¹ Department of Physiology and Biophysics, Institute of Biomedical Sciences, University of São Paulo (USP), São Paulo 05508-000, Brazil.
² Department of Biochemistry, Institute of Chemistry, University of São Paulo (USP), São Paulo 05508-900, Brazil.
³ Department of Cell and Developmental Biology, Institute of Biomedical Sciences, University of São Paulo (USP), São Paulo 05508-000, Brazil.
⁴ Center for Human and Molecular Biology (ZHMB), Department of Biophysics, Saarland University, 66424 Homburg, Germany.

PMID: 34943836
PMCID: PMC8699655
DOI: 10.3390/cells10123328

Review

Lipotoxicity and β-Cell Failure in Type 2 Diabetes: Oxidative Stress Linked to NADPH Oxidase and ER Stress

Eloisa Aparecida Vilas-Boas et al. Cells. 2021.
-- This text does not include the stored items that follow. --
Issue #3992, opened 2023-01-12
(CL test): Add test for ensuring `writeCtx` from calc methods correctly overwrites Context


mattverse:
## Background
In https://github.com/osmosis-labs/osmosis/pull/3910, we made the calc methods non-mutative, and instead used the methodology where we return the `writeCtx` function from the `ctx.CacheContext` method. 

Swap methods call this method to write the state in the context for ticks during swaps. 

This test was impossible to be added as a part of #3910 as it was blocked by #3890 at the point of this issue being written.

## Suggested Design

In`TestCalcAndSwapOutAmtGivenIn` and `TestCalcAndSwapInAmtGivenOut`, we're currently calling CalcInAmtGivenOutInternal, which returns writeCtx function. Currently the returned writeCtx function remains un-used, but the suggested design is using that function(calling that specific function) and then comparing state before calling that function and after calling that function. 

Any other methodologies for testing this is fine as well.

## Acceptance Criteria

- Tests for `writeCtx` functiton has been added
   - This should specifically test if calling the `writeCtx` function returned by the calc methods changes the ctx

PR #4236, opened 2023-02-06
(CL test): `writeCtx` tests for calc methods

mattverse:
Closes: #3992

This PR adds tests for the `writeCtx` being returned in the calc methods.
The `writeCtx` does not alter any pool state as we handle pool state changes in the `applySwap` method. Instead, it changes the fee accumulator state upon being called. The test case being added tests if calling `writeCtx` succesfully alters fee accum state whilst leaving the pool state as is. 

## Brief Changelog
Add test case for `writeCtx` being returned via calc methods.

## Testing and Verifying
This PR adds tests

### DIFF
--- a/x/concentrated-liquidity/swaps_test.go
+++ b/x/concentrated-liquidity/swaps_test.go
@@ -1692,6 +1692,175 @@ func (s *KeeperTestSuite) TestSwapExactAmountOut() {
 	}
 }
 
+// TestCalcOutAmtGivenInWriteCtx tests that writeCtx succesfully perfroms state changes as expected.
+// We expect writeCtx to only change fee accum state, since pool state change is not handled via writeCtx function.
+func (s *KeeperTestSuite) TestCalcOutAmtGivenInWriteCtx() {
+	// we only use fee cases here since write Ctx only takes effect in the fee accumulator
+	tests := make(map[string]SwapTest, len(swapOutGivenInFeeCases))
+
+	for name, test := range swapOutGivenInFeeCases {
+		tests[name] = test
+	}
+
+	for name, test := range tests {
+		test := test
+		s.Run(name, func() {
+			s.Setup()
+			s.FundAcc(s.TestAccs[0], sdk.NewCoins(sdk.NewCoin("eth", sdk.NewInt(10000000000000)), sdk.NewCoin("usdc", sdk.NewInt(1000000000000))))
+			s.FundAcc(s.TestAccs[1], sdk.NewCoins(sdk.NewCoin("eth", sdk.NewInt(10000000000000)), sdk.NewCoin("usdc", sdk.NewInt(1000000000000))))
+
+			// Create default CL pool
+			pool := s.PrepareConcentratedPool()
+
+			// add default position
+			s.SetupDefaultPosition(pool.GetId())
+
+			// add second position depending on the test
+			if !test.secondPositionLowerPrice.IsNil() {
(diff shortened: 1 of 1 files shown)


x/concentrated-liquidity/swaps_test.go
```diff
@@ -1692,6 +1692,175 @@ func (s *KeeperTestSuite) TestSwapExactAmountOut() {
...
+			s.Require().Equal(poolBeforeCalc.GetCurrentSqrtPrice(), poolAfterCalc.GetCurrentSqrtPrice())
+			s.Require().Equal(poolBeforeCalc.GetCurrentTick(), poolAfterCalc.GetCurrentTick())
+			s.Require().Equal(poolBeforeCalc.GetTotalShares(), poolAfterCalc.GetTotalShares())
+			s.Require().Equal(poolBeforeCalc.GetLiquidity(), poolAfterCalc.GetLiquidity())
+			s.Require().Equal(poolBeforeCalc.GetTickSpacing(), poolAfterCalc.GetTickSpacing())
+
+			feeAccum, err := s.App.ConcentratedLiquidityKeeper.GetFeeAccumulator(s.Ctx, 1)
+			s.Require().NoError(err)
+
+			feeAccumValue := feeAccum.GetValue()
```
p0mvn, line 1837: How feasible do you think it is to also check that the tick fee accumulator values are not updated?

p0mvn (approved):
Nice work. Super clean. One non-blocking question

x/concentrated-liquidity/swaps_test.go
```diff
@@ -1692,6 +1692,175 @@ func (s *KeeperTestSuite) TestSwapExactAmountOut() {
 	}
 }
 
+// TestCalcOutAmtGivenInWriteCtx tests that writeCtx succesfully perfroms state changes as expected.
```
czarcas7ic, line 1695:
```suggestion
// TestCalcOutAmtGivenInWriteCtx tests that writeCtx successfully performs state changes as expected.
```

x/concentrated-liquidity/swaps_test.go
```diff
@@ -1692,6 +1692,175 @@ func (s *KeeperTestSuite) TestSwapExactAmountOut() {
...
+					osmomath.BigDecFromSDKDec(feeAccum.GetValue().AmountOf(test.tokenIn.Denom)),
+				),
+			)
+		})
+	}
+}
+
+// TestCalcInAmtGivenOutWriteCtx tests that writeCtx succesfully perfroms state changes as expected.
+// We expect writeCtx to only change fee accum state, since pool state change is not handled via writeCtx function.
+func (s *KeeperTestSuite) TestCalcInAmtGivenOutWriteCtx() {
```
czarcas7ic, line 1782: Others might disagree, but it feels to me like this specific writeCtx test case could be merged between calc in and out since we are using the same boilerplate. Not a strong opinion though

czarcas7ic (approved):
Well done 👍

x/concentrated-liquidity/swaps_test.go
mattverse: I was also thinking about the same option in the beginning, but this is hard to achieve since what swap method does and write ctx does can not co-exist 😢

x/concentrated-liquidity/swaps_test.go
mattverse: To do this we first need to specify in each test case which specific tick index it crosses and use that to compare the before / after. 
I personally do not think it is necessary since we already check that fee accum did not change and it is impossible for tick's fee accum to change with out the fee accum changing. Lmk your thoughts

Issue #3320, opened 2022-11-10
Implement Minimum Gas Price (Proposal 354)


JohnnyWyles:
## Background

[Proposal 354](https://www.mintscan.io/osmosis/proposals/354) recently passed, adding this as a tracking issue

> Currently, Osmosis has no protocol-level minimum gas price. The reasoning for this is that the vast majority of OSMO liquidity is on Osmosis, making it difficult for new users to acquire elsewhere to carry out their first transaction. Allowing Osmosis users to submit transactions with a transaction fee of 0 has made it extremely easy for new users to onboard into Osmosis by enabling them to transact on Osmosis for the first time without having the native gas token.
> 
> At the same time, however, setting a minimum gas price of 0 leaves Osmosis vulnerable to denial of service attacks executed via the spamming of free transactions on the network. While thankfully Osmosis has not experienced a major DoS or DDoS event to date, incidences of recurring transaction spam have been increasing.
> 
> With a recent upgrade, Keplr now offers Osmosis users the ability to pay transaction fees on Osmosis in non-OSMO assets (for example, gas can now be paid in ATOM). While the ability to do this has existed on the Osmosis chain for quite some time, this wallet upgrade has opened the door to a large number of onboarding routes into Osmosis for all users on the main front-end for the very first time. Similarly, Osmosis’s Binance listing has made it much easier for new users to purchase OSMO off-chain to use as a transaction fee if necessary.
> 
> As such, the time is ripe to implement a minimum transaction fee on Osmosis. The purpose of this proposal is to signal to Osmosis Labs and other key Osmosis development contributors that governance mandates a minimum gas price of 0.0025 uOSMO be implemented at the protocol level. There is currently no governance adjustable parameter to implement this fee, so this proposal will be implemented in a subsequent software upgrade.
> 
> Further, to the extent that fees need to be priced via the Transaction Fee Module in another asset, the transaction fee module should be amended to utilize Osmosis Time Weighted Average Pricing over at least a 24 hour period instead of the currently utilized spot pricing to ensure that validators are fairly compensated no matter which asset is used for fees

## Suggested Design

* Implement a minimum gas price of 0.0025 uOSMO at the protocol level to be modifiable by governance.
* Replace spot pricing of alternative gas assets with a TWAP over at least 24 hours

ValarDragon:
ah rip, didn't realize it was approved to be at a 24 hour TWAP, I feel like thats not great. 

[...]

PR #4244, opened 2023-02-07
Consensus min gas fee of .0025 uosmo

ValarDragon:
Cref #3320 , does the raw osmo amount component, not the TWAP.

Implements a consensus min gas fee of .0025 uosmo / gas. The mempool policy is set to max(localMempoolPolicy, Consensus minimum)

This consensus minimum is not being exposed as a governance parameter right now, as it seems far more effective to get to adaptive, demand based fee markets (ala EIP-1559).

## Brief Changelog

- Implement a consensus min fee of .0025uosmo/gas as per Osmosis proposal 354 https://www.mintscan.io/osmosis/proposals/354 .

## Testing and Verifying

I've updated the existing test vectors to account for the consensus minimum, which includes adapting no fee and sub-consensus minimum test vectors to fail. Furthermore this PR refactors the test vector setup to be more succinct. (Removing extraneous fields, and using a for loop to combine Check and Deliver)

  - How is the feature or change documented? Yes


x/txfees/keeper/feedecorator_test.go
```diff
@@ -19,137 +21,92 @@ func (suite *KeeperTestSuite) TestFeeDecorator() {
...
-		},
-		{
-			name:         "multiple fee coins - delivertx",
-			txFee:        sdk.NewCoins(sdk.NewInt64Coin(baseDenom, 1), sdk.NewInt64Coin(uion, 1)),
-			minGasPrices: sdk.NewDecCoins(),
-			gasRequested: 10000,
-			isCheckTx:    false,
-			expectPass:   false,
-			baseDenomGas: false,
-		},
```
ValarDragon, line 135: Moved to be deduplicated across check/deliver

x/txfees/keeper/feedecorator_test.go
```diff
@@ -19,137 +21,92 @@ func (suite *KeeperTestSuite) TestFeeDecorator() {
...
-			txFee: sdk.NewCoins(sdk.NewInt64Coin(baseDenom, 1)),
-			minGasPrices: sdk.NewDecCoins(sdk.NewDecCoinFromDec(baseDenom,
-				sdk.MustNewDecFromStr("0.1"))),
-			gasRequested: 10000,
-			isCheckTx:    false,
-			expectPass:   true,
-			baseDenomGas: true,
+			isCheckTx:  true,
+			expectPass: true,
 		},
```
ValarDragon, line 89: Deduplicated above

x/txfees/keeper/feedecorator_test.go
```diff
@@ -19,137 +21,92 @@ func (suite *KeeperTestSuite) TestFeeDecorator() {
...
-		},
-		{
-			name:         "no min gas price - delivertx",
-			txFee:        sdk.NewCoins(),
-			minGasPrices: sdk.NewDecCoins(),
-			gasRequested: 10000,
-			isCheckTx:    false,
-			expectPass:   true,
-			baseDenomGas: true,
-		},
```
ValarDragon, line 57: Changed to be consensus min gas failure tests.

x/txfees/keeper/feedecorator_test.go
```diff
@@ -226,11 +189,13 @@ func (suite *KeeperTestSuite) TestFeeDecorator() {
...
-					moduleAddr := suite.App.AccountKeeper.GetModuleAddress(types.FeeCollectorName)
-					suite.Require().Equal(tc.txFee[0], suite.App.BankKeeper.GetBalance(suite.Ctx, moduleAddr, baseDenom), tc.name)
-				} else if !tc.txFee.IsZero() {
-					moduleAddr := suite.App.AccountKeeper.GetModuleAddress(types.NonNativeFeeCollectorName)
+				// ensure fee was collected
+				if !tc.txFee.IsZero() {
+					moduleName := types.FeeCollectorName
+					if tc.txFee[0].Denom != baseDenom {
+						moduleName = types.NonNativeFeeCollectorName
+					}
```
ValarDragon, line 203: Base denom gas was an unnecessary field, its role is automated with this if statement.

ValarDragon:
The failure in go tests is that our ibc-hooks tests use ibctesting. Ibctesting uses 0 fees in its tests, right here: https://github.com/cosmos/ibc-go/tree/v4.3.0

x/txfees/keeper/feedecorator_test.go
```diff
@@ -19,137 +21,98 @@ func (suite *KeeperTestSuite) TestFeeDecorator() {
...
-			isCheckTx:    false,
-			expectPass:   true,
-			baseDenomGas: true,
-		},
+	}
+
+	tests := []testcase{}
+	txType := []string{"delivertx", "checktx"}
+	succesType := []string{"does", "doesn't"}
+	for isCheckTx := 0; isCheckTx <= 1; isCheckTx++ {
```
mattverse, line 42: nice way of deduplication, love it

x/txfees/keeper/feedecorator_test.go
```diff
@@ -19,137 +21,98 @@ func (suite *KeeperTestSuite) TestFeeDecorator() {
...
-			minGasPrices: sdk.NewDecCoins(),
-			gasRequested: 10000,
-			isCheckTx:    false,
-			expectPass:   false,
-			baseDenomGas: false,
+			isCheckTx:  true,
+			expectPass: true,
 		},
 		{
 			name:         "mingasprice not containing basedenom gets treated as min gas price 0",
```
mattverse, line 111:
```suggestion
			name:         "min gas price not containing basedenom gets treated as min gas price 0",
```

x/txfees/keeper/feedecorator_test.go
```diff
@@ -19,137 +21,98 @@ func (suite *KeeperTestSuite) TestFeeDecorator() {
...
-			name:  "works with not enough fee in delivertx",
-			txFee: sdk.NewCoins(sdk.NewInt64Coin(baseDenom, 1)),
-			minGasPrices: sdk.NewDecCoins(sdk.NewDecCoinFromDec(baseDenom,
-				sdk.MustNewDecFromStr("0.1"))),
-			gasRequested: 10000,
-			isCheckTx:    false,
-			expectPass:   true,
-			baseDenomGas: true,
+			isCheckTx:  true,
+			expectPass: true,
```
mattverse, line 100: nit: I feel like the top two tests should be a part of array above, not cusTests

x/txfees/types/constants.go
```diff
@@ -0,0 +1,7 @@
+package types
+
+import sdk "github.com/cosmos/cosmos-sdk/types"
+
+// ConsensusMinFee is a governance set parameter from prop 354 (https://www.mintscan.io/osmosis/proposals/354)
+// Its intended to be .0025 uosmo / gas
+var ConsensusMinFee sdk.Dec = sdk.NewDecWithPrec(25, 4)
```
mattverse, line 7: I was thinking of an approach using params so that the governance can revisit this if necessary in the future as well, I do think that constant should be good for now

mattverse (approved):
LGTM 🌮

x/txfees/types/constants.go
ValarDragon: I don't want to bother with params for now, since I would like to just get to EIP-1559 within 3 months

tests/e2e/containers/containers.go
```diff
@@ -62,7 +62,7 @@ func (m *Manager) ExecTxCmd(t *testing.T, chainId string, containerName string,
 // namely adding flags `--chain-id={chain-id} -b=block --yes --keyring-backend=test "--log_format=json"`,
 // and searching for `successStr`
 func (m *Manager) ExecTxCmdWithSuccessString(t *testing.T, chainId string, containerName string, command []string, successStr string) (bytes.Buffer, bytes.Buffer, error) {
-	allTxArgs := []string{fmt.Sprintf("--chain-id=%s", chainId), "-b=block", "--yes", "--keyring-backend=test", "--log_format=json"}
+	allTxArgs := []string{fmt.Sprintf("--chain-id=%s", chainId), "-b=block", "--yes", "--keyring-backend=test", "--log_format=json", "--fees=875uosmo"}
```
nicolaslara, line 65: This seems to be failing on E2E when executing https://github.com/osmosis-labs/osmosis/blob/nicolas/packet-forward-middleware/tests/e2e/configurer/upgrade.go#L140. 

It seems to me like this the user just doesn't have the funds to pay for fees.

tests/e2e/initialization/config.go
```diff
@@ -347,10 +355,35 @@ func updateMintGenesis(mintGenState *minttypes.GenesisState) {
...
+	pool1, err := balancer.NewBalancerPool(1, feePoolParams, feePoolAssets, "", time.Unix(0, 0))
+	if err != nil {
+		panic(err)
+	}
+	anyPool, err := types1.NewAnyWithValue(&pool1)
+	if err != nil {
+		panic(err)
+	}
+	gammGenState.Pools = []*types1.Any{anyPool}
+	gammGenState.NextPoolNumber = 2
```
p0mvn, line 386: Can we remove this and instead re-create this via CLI?

This interferes with pool IDs that we are creating via CLI

ValarDragon: Two questions:
- Why does it interfere?
- Where do it in CLI such that it comes first? It needs to be first so that other txs can pay fees, and we'd have to make distinct custom methods for paying fees to set this up.

p0mvn: 1. The reason is that we also create pre-upgrade pools as a result the pool is of 1 is already assigned after upgrade. It is possible to work around this by first making a separate PR to v14 genesis.

2. Makes sense. I will work around number 1 then and make the changes to v14 before main

p0mvn: Actually, for 2, it should be possible to create a pool with the fee via pool file, right?

ValarDragon: The pool file doesn't contain the tx fee. (Adding something custom for the tx fee for initialization isn't really a big deal. It just has to come first, if you point me to where I do that, I can add it in relatively easily)

tests/e2e/configurer/chain/commands.go
```diff
@@ -127,7 +128,7 @@ func (n *NodeConfig) SendIBCTransfer(from, recipient, amount, memo string) {
 
 	cmd := []string{"osmosisd", "tx", "ibc-transfer", "transfer", "transfer", "channel-0", recipient, amount, fmt.Sprintf("--from=%s", from), "--memo", memo}
 
-	_, _, err := n.containerManager.ExecTxCmdWithSuccessString(n.t, n.chainId, n.Name, cmd, "code: 0")
+	_, _, err := n.containerManager.ExecTxCmd(n.t, n.chainId, n.Name, cmd)
```
p0mvn, line 131: Why was this done?

tests/e2e/containers/containers.go
```diff
@@ -58,11 +60,25 @@ func (m *Manager) ExecTxCmd(t *testing.T, chainId string, containerName string,
...
+var txArgs = []string{"-b=block", "--yes", "--keyring-backend=test", "--log_format=json"}
+var txDefaultGasArgs = []string{"--gas=400000", "--fees=1000" + initialization.E2EFeeToken}
+
 // ExecTxCmdWithSuccessString Runs ExecCmd, with flags for txs added.
-// namely adding flags `--chain-id={chain-id} -b=block --yes --keyring-backend=test "--log_format=json"`,
+// namely adding flags `--chain-id={chain-id} -b=block --yes --keyring-backend=test "--log_format=json" --gas=400000`,
 // and searching for `successStr`
 func (m *Manager) ExecTxCmdWithSuccessString(t *testing.T, chainId string, containerName string, command []string, successStr string) (bytes.Buffer, bytes.Buffer, error) {
-	allTxArgs := []string{fmt.Sprintf("--chain-id=%s", chainId), "-b=block", "--yes", "--keyring-backend=test", "--log_format=json"}
+	allTxArgs := []string{fmt.Sprintf("--chain-id=%s", chainId)}
```
p0mvn, line 70: and this. I'm getting errors in bank send where the failure is stemming from some of these changes

tests/e2e/configurer/chain/commands.go
ValarDragon: This was a driveby change to get the execution stack to have one entry point. (At the time I did this line, I thought I'd do the gas if statement in this method, ended up not doing that)

So can be reverted, but looks identical to the ExecTxCmd as far as I can tell?

p0mvn: Yeah I think this is fine, was getting sidetracked by this but the change LGTM now.

I think I found the main problem. Should have the fix soon

p0mvn:
I think we can disable geometric TWAP as well. These are likely related

PR #4252, opened 2023-02-08
Add param to allow non lock owner to force unlock

iboss-ptk:

To allow an account to forcibly unlock any lock, including ones they do not own, if their address is on the whitelist. This functionality is needed for [transmigrator](https://github.com/osmosis-labs/transmigrator)

## Brief Changelog

  - Add `NonOwnerForceUnlockAddresses` to lockup params
  - By pass ownership check in `ForceUnlock` if  msg sender is in `NonOwnerForceUnlockAddresses`

## Testing and Verifying

  - Added unit test that validates if msg sender is in NonOwnerForceUnlockAddresses
    - they can force unlock their own locks 
    - they can force unlock their other's locks 


ValarDragon:
What is the precise permission we need to expose, this feels too permissive to expose

iboss-ptk:
@ValarDragon the contract needs to be able to:

unlock -> exit pool -> swap -> join pool -> lock

While retaining deposit period & needs to get everything unlocked locked back in some form.

The problem with existing approach is that if we authz ForceUnlock, `msg.Owner` will be the user not the contract. If we can get authz `MsgExec` sender somehow (which is the contract in this case), that might be better approach since it can be more restrictive. I'm not sure if that is possible.

mattverse:
feels like authz is a more preferrable way than using this method to me, @iboss-ptk  do you need help on further investigation if this is possible?

iboss-ptk:
@mattverse That would be helpful! I'm a bit lost in getting `MsgExec` sender info without modifying existing `MsgForceUnlock`. If there is a way for that, that would be ideal.

sunnya97:
@mattverse I don't see how authz would help here.  Cause normal users don't have ability to force unlock, so they can't authz the ability to do that either

sunnya97:
TODO:  Allow breaking of superfluid as well

p0mvn:
@iboss-ptk are we still planning to pursue this? If not, let's close.

PR #4262, opened 2023-02-08
fix(x/twap): geometric twap genesis validation

p0mvn:
Closes: #XXX

This broke state-exported testnet upgrade.

Geometric twap is allowed to be negative. This PR relaxes the validation and adds tests.


niccoloraspa:
Thanks for fixing It so quickly!

niccoloraspa:
Tested now. It works!

ValarDragon:
LGTM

. 2021 Nov 26;10(12):3328.

doi: 10.3390/cells10123328.

Authors

Eloisa Aparecida Vilas-Boas^{1

2}, Davidson Correa Almeida³, Leticia Prates Roma⁴, Fernanda Ortis³, Angelo Rafael Carpinelli¹

Affiliations

¹ Department of Physiology and Biophysics, Institute of Biomedical Sciences, University of São Paulo (USP), São Paulo 05508-000, Brazil.
² Department of Biochemistry, Institute of Chemistry, University of São Paulo (USP), São Paulo 05508-900, Brazil.
³ Department of Cell and Developmental Biology, Institute of Biomedical Sciences, University of São Paulo (USP), São Paulo 05508-000, Brazil.
⁴ Center for Human and Molecular Biology (ZHMB), Department of Biophysics, Saarland University, 66424 Homburg, Germany.

PMID: 34943836
PMCID: PMC8699655
DOI: 10.3390/cells10123328

Abstract

A high caloric intake, rich in saturated fats, greatly contributes to the development of obesity, which is the leading risk factor for type 2 diabetes (T2D). A persistent caloric surplus increases plasma levels of fatty acids (FAs), especially saturated ones, which were shown to negatively impact pancreatic β-cell function and survival in a process called lipotoxicity. Lipotoxicity in β-cells activates different stress pathways, culminating in β-cells dysfunction and death. Among all stresses, endoplasmic reticulum (ER) stress and oxidative stress have been shown to be strongly correlated. One main source of oxidative stress in pancreatic β-cells appears to be the reactive oxygen species producer NADPH oxidase (NOX) enzyme, which has a role in the glucose-stimulated insulin secretion and in the β-cell demise during both T1 and T2D. In this review, we focus on the acute and chronic effects of FAs and the lipotoxicity-induced β-cell failure during T2D development, with special emphasis on the oxidative stress induced by NOX, the ER stress, and the crosstalk between NOX and ER stress.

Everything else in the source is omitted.